AC-electrospinning Complex Nanofibers from Inorganic Nanocolloid -Polymer Complex Coacervates in Aqueous Media

Abstract

In recent years, the fabrication of organic-inorganic hybrid nanomaterials has gained great interest, as the chemical activity of organic and inorganic components can be harnessed to develop new functional materials with high mechanical strength, biocompatible, flexible, thermal, and chemical stability. Synthesis and processing of such complex 1D or 2D structure nanocomposites, such as nanoscaled tubes, rings, and sheets for the practical application require robust yet simple methods. Among these methods, electrospinning under dc- or ac-electrical fields is a versatile process to synthesize continuous fibers from submicron to nanometer diameter. However, its potential in fabricating hybrid nanofibers from self-assembled coacervate droplets of organic and inorganic materials has not yet been fully explored and understood.

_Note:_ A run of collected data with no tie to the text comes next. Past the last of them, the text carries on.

PR #2120, opened 2026-06-15
Fix language default

u-fischer:
This corrects the language default.

## Status of pull request

- Ready to merge

- [ ] Test file(s) added

### DIFF
--- a/required/latex-lab/documentmetadata-support.dtx
+++ b/required/latex-lab/documentmetadata-support.dtx
@@ -18,8 +18,8 @@
 % for those people who are interested or want to report an issue.
 %
 %    \begin{macrocode}
-\def\documentmetadatasupportversion{1.1c}
-\def\documentmetadatasupportdate{2026-05-27}
+\def\documentmetadatasupportversion{1.1d}
+\def\documentmetadatasupportdate{2026-06-15}
 %    \end{macrocode}
 %
 %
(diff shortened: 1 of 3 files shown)


required/latex-lab/documentmetadata-support.dtx
```diff
@@ -488,14 +488,14 @@
         \keys_set_exclude_groups:nnn  { document / metadata } { init,pdf } { #1 }
 %    \end{macrocode}
 % Finally we set up the language default.
-% If the \texttt{language} key hasn't be set yet, we set it directly
-% either to the value of the \texttt{lang} key or to en-US.
+% If the \texttt{language} key hasn't be set yet, we set it
```
mbertucci47:
```suggestion
% If the \texttt{language} key hasn't been set yet, we set it 
```

josephwright (approved):

required/latex-lab/documentmetadata-support.dtx
```diff
@@ -488,14 +488,14 @@
         \keys_set_exclude_groups:nnn  { document / metadata } { init,pdf } { #1 }
 %    \end{macrocode}
 % Finally we set up the language default.
-% If the \texttt{language} key hasn't be set yet, we set it directly
-% either to the value of the \texttt{lang} key or to en-US.
+% If the \texttt{language} key hasn't be set yet, we set it 
+% either to the value of the \texttt{lang} key or leave it empty.
```
FrankMittelbach: What the code does (as far as I can see) is to set language:=lang always (if lang is empty then language will also be empty). All the extra stuff the code does is to avoid to unnecessarily set the document/language metadata from empty to empty. So perhaps it is clearer to say

... we set it to the value of \texttt{lang} (if that is also empty then nothing needs doing). This way a language package like \pkg{babel} can correctly react to the situation that neither language nor lang has been explicitly set.

FrankMittelbach (changes requested):
approved with a suggestion.

FrankMittelbach (approved):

Here, we have demonstrated a facile and rapid AC-electrospinning process to fabricate luminescent or non-luminescent, flexible, smooth, and ultralong fibers through distinct complex coacervates of polyethylene oxide (PEO)-coated CdTe QDs with polyacrylic acid and inorganic polyoxometalate (POM) with PEO in salted water, respectively. The width and length of the resulting complex fibers, as characterized by fluorescence microscopy and scanning electron microscopy, are controlled by tuning the applied AC voltage and frequency and coacervate viscoelasticity. The current study showcases the exploitation of coacervate solutions to assimilate functional QDs and POMs in flexible polymer nanofibers for broad biomedical and nanotechnological applications.